→ EXERCISE DETAILS:
For this exercise, repeat each entry exactly as written.

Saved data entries
++++++
PR #774, opened 2025-06-10
Add Umbrella custom API action

rita-gorokhod:
Fixes OPS-1913

image
image

### DIFF
--- a/packages/react-ui/public/locales/en/translation.json
+++ b/packages/react-ui/public/locales/en/translation.json
@@ -496,6 +496,7 @@
   "Accept": "Accept",
   "Download File": "Download File",
   "Apply": "Apply",
+  "Paste sample data here": "Paste sample data here",
   "File is not available after execution.": "File is not available after execution.",
   "New chat": "New chat",
   "No workflows created yet": "No workflows created yet",
--- a/packages/react-ui/src/app/features/builder/data-selector/data-selector-utils.ts
+++ b/packages/react-ui/src/app/features/builder/data-selector/data-selector-utils.ts
@@ -294,95 +294,6 @@ const getAllStepsMentionsFromCurrentSelectedData: (
   });
 };
 
-const isPlainObject = (value: unknown): value is Record<string, unknown> => {
-  return (
-    typeof value === 'object' &&
-    value !== null &&
-    !Array.isArray(value) &&
-    !(value instanceof Map) &&
-    !(value instanceof Date)
-  );
-};
-
-const isAtomicValue = (value: unknown): boolean => {
-  return (
-    value === null ||
-    value === undefined ||
-    typeof value !== 'object' ||
-    Array.isArray(value) ||
-    value instanceof Map ||
-    value instanceof Date
-  );
-};
-
-const isEmptyArray = (value: unknown): boolean => {
-  return Array.isArray(value) && value.length === 0;
-};
-
-type MergedOutput = {
-  data: unknown;
-  usedSampleData: boolean;
-};
-
-/**
- * Merges sample data with test output, with sample data having priority.
- * If both are objects, sample data properties will override test output properties.
- * If test output is not an object, sample data will be used if it exists.
- * Handles nested objects by recursively merging them.
- * Arrays, Maps, and Dates are treated as atomic values - sample data takes precedence.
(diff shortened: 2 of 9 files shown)


packages/blocks/anodot/src/lib/get-user-accounts-action.ts
```diff
@@ -0,0 +1,33 @@
+import { createAction } from '@openops/blocks-framework';
+import { logger } from '@openops/server-shared';
+import { anadotAuth } from './anodot-auth-property';
+import { authenticateUserWithAnodot } from './common/auth';
+import { getAnodotUsers } from './common/users';
+
+export const getUserAccountsAction = createAction({
```
rita-gorokhod, line 7: I added this so I could do a loop over all accounts and then execute a custom API call

packages/blocks/anodot/src/lib/custom-anodot-api-action.ts
```diff
@@ -0,0 +1,133 @@
...
+import { createAction, Property } from '@openops/blocks-framework';
+import { accountSingleSelectProperty } from './account-property';
+import { anadotAuth } from './anodot-auth-property';
+import {
+  buildUserAccountApiKey,
+  createAnodotAuthHeaders,
+} from './common/anodot-requests-helpers';
+import { authenticateUserWithAnodot } from './common/auth';
+
+export const customAnodotApiAction = createAction({
```
rita-gorokhod: community request to support more actions

packages/blocks/anodot/src/lib/anodot-auth-property.ts
```diff
@@ -21,7 +21,7 @@ export const anadotAuth = BlockAuth.CustomAuth({
       description: 'The URL to use to request Umbrella API',
       required: true,
       validators: [Validators.url],
-      defaultValue: 'https://api.umbrellacost.io/api/v1',
+      defaultValue: 'https://api.umbrellacost.io/api',
```
rita-gorokhod, line 24: I originally went according to their new rebranded docs but it's incorrect

packages/blocks/anodot/src/lib/account-property.ts
```diff
@@ -57,9 +69,9 @@ async function getAccountDropdownState(
   } catch (error) {
     return {
       disabled: true,
+      error: (error as Error).message,
```
rita-gorokhod, line 72: minor improvement since we didn't have this at the time

packages/blocks/anodot/src/lib/account-property.ts
```diff
@@ -14,6 +14,18 @@ export function accountProperty() {
   });
 }
 
+export function accountSingleSelectProperty() {
```
rita-gorokhod, line 17: added single select so you would be forced to pick only one account when executing the custom API call

packages/blocks/anodot/src/lib/custom-anodot-api-action.ts
bigfluffycookie: Why not do

```
createCustomApiCallAction({
      baseUrl: () => {
        return 'https://slack.com/api';
      },
      auth: slackAuth,
      authMapping: async (auth) => {
        return {
          Authorization: `Bearer ${(auth as OAuth2PropertyValue).access_token}`,
        };
      },
    }),
```

just bc of the accounts?

rita-gorokhod: Yeah, there is no access_token in the connection, you need to do multiple calls to actually get the token

bigfluffycookie: I mean that you can still do, the function is async, you could do all the calls in there, the only thing im not sure how to do is add an extra property, just seems like a shame to have so much code duplication

packages/blocks/anodot/src/lib/custom-anodot-api-action.ts
```diff
@@ -0,0 +1,35 @@
+import { createCustomApiCallAction } from '@openops/blocks-common';
```
bigfluffycookie, line 1: yay much better now

bigfluffycookie (approved):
++++++
→ RESPONSE BELOW:
PR #774, opened 2025-06-10
Add Umbrella custom API action

rita-gorokhod:
Fixes OPS-1913

image
image

### DIFF
--- a/packages/react-ui/public/locales/en/translation.json
+++ b/packages/react-ui/public/locales/en/translation.json
@@ -496,6 +496,7 @@
   "Accept": "Accept",
   "Download File": "Download File",
   "Apply": "Apply",
+  "Paste sample data here": "Paste sample data here",
   "File is not available after execution.": "File is not available after execution.",
   "New chat": "New chat",
   "No workflows created yet": "No workflows created yet",
--- a/packages/react-ui/src/app/features/builder/data-selector/data-selector-utils.ts
+++ b/packages/react-ui/src/app/features/builder/data-selector/data-selector-utils.ts
@@ -294,95 +294,6 @@ const getAllStepsMentionsFromCurrentSelectedData: (
   });
 };
 
-const isPlainObject = (value: unknown): value is Record<string, unknown> => {
-  return (
-    typeof value === 'object' &&
-    value !== null &&
-    !Array.isArray(value) &&
-    !(value instanceof Map) &&
-    !(value instanceof Date)
-  );
-};
-
-const isAtomicValue = (value: unknown): boolean => {
-  return (
-    value === null ||
-    value === undefined ||
-    typeof value !== 'object' ||
-    Array.isArray(value) ||
-    value instanceof Map ||
-    value instanceof Date
-  );
-};
-
-const isEmptyArray = (value: unknown): boolean => {
-  return Array.isArray(value) && value.length === 0;
-};
-
-type MergedOutput = {
-  data: unknown;
-  usedSampleData: boolean;
-};
-
-/**
- * Merges sample data with test output, with sample data having priority.
- * If both are objects, sample data properties will override test output properties.
- * If test output is not an object, sample data will be used if it exists.
- * Handles nested objects by recursively merging them.
- * Arrays, Maps, and Dates are treated as atomic values - sample data takes precedence.
(diff shortened: 2 of 9 files shown)


packages/blocks/anodot/src/lib/get-user-accounts-action.ts
```diff
@@ -0,0 +1,33 @@
+import { createAction } from '@openops/blocks-framework';
+import { logger } from '@openops/server-shared';
+import { anadotAuth } from './anodot-auth-property';
+import { authenticateUserWithAnodot } from './common/auth';
+import { getAnodotUsers } from './common/users';
+
+export const getUserAccountsAction = createAction({
```
rita-gorokhod, line 7: I added this so I could do a loop over all accounts and then execute a custom API call

packages/blocks/anodot/src/lib/custom-anodot-api-action.ts
```diff
@@ -0,0 +1,133 @@
...
+import { createAction, Property } from '@openops/blocks-framework';
+import { accountSingleSelectProperty } from './account-property';
+import { anadotAuth } from './anodot-auth-property';
+import {
+  buildUserAccountApiKey,
+  createAnodotAuthHeaders,
+} from './common/anodot-requests-helpers';
+import { authenticateUserWithAnodot } from './common/auth';
+
+export const customAnodotApiAction = createAction({
```
rita-gorokhod: community request to support more actions

packages/blocks/anodot/src/lib/anodot-auth-property.ts
```diff
@@ -21,7 +21,7 @@ export const anadotAuth = BlockAuth.CustomAuth({
       description: 'The URL to use to request Umbrella API',
       required: true,
       validators: [Validators.url],
-      defaultValue: 'https://api.umbrellacost.io/api/v1',
+      defaultValue: 'https://api.umbrellacost.io/api',
```
rita-gorokhod, line 24: I originally went according to their new rebranded docs but it's incorrect

packages/blocks/anodot/src/lib/account-property.ts
```diff
@@ -57,9 +69,9 @@ async function getAccountDropdownState(
   } catch (error) {
     return {
       disabled: true,
+      error: (error as Error).message,
```
rita-gorokhod, line 72: minor improvement since we didn't have this at the time

packages/blocks/anodot/src/lib/account-property.ts
```diff
@@ -14,6 +14,18 @@ export function accountProperty() {
   });
 }
 
+export function accountSingleSelectProperty() {
```
rita-gorokhod, line 17: added single select so you would be forced to pick only one account when executing the custom API call

packages/blocks/anodot/src/lib/custom-anodot-api-action.ts
bigfluffycookie: Why not do

```
createCustomApiCallAction({
      baseUrl: () => {
        return 'https://slack.com/api';
      },
      auth: slackAuth,
      authMapping: async (auth) => {
        return {
          Authorization: `Bearer ${(auth as OAuth2PropertyValue).access_token}`,
        };
      },
    }),
```

just bc of the accounts?

rita-gorokhod: Yeah, there is no access_token in the connection, you need to do multiple calls to actually get the token

bigfluffycookie: I mean that you can still do, the function is async, you could do all the calls in there, the only thing im not sure how to do is add an extra property, just seems like a shame to have so much code duplication

packages/blocks/anodot/src/lib/custom-anodot-api-action.ts
```diff
@@ -0,0 +1,35 @@
+import { createCustomApiCallAction } from '@openops/blocks-common';
```
bigfluffycookie, line 1: yay much better now

bigfluffycookie (approved):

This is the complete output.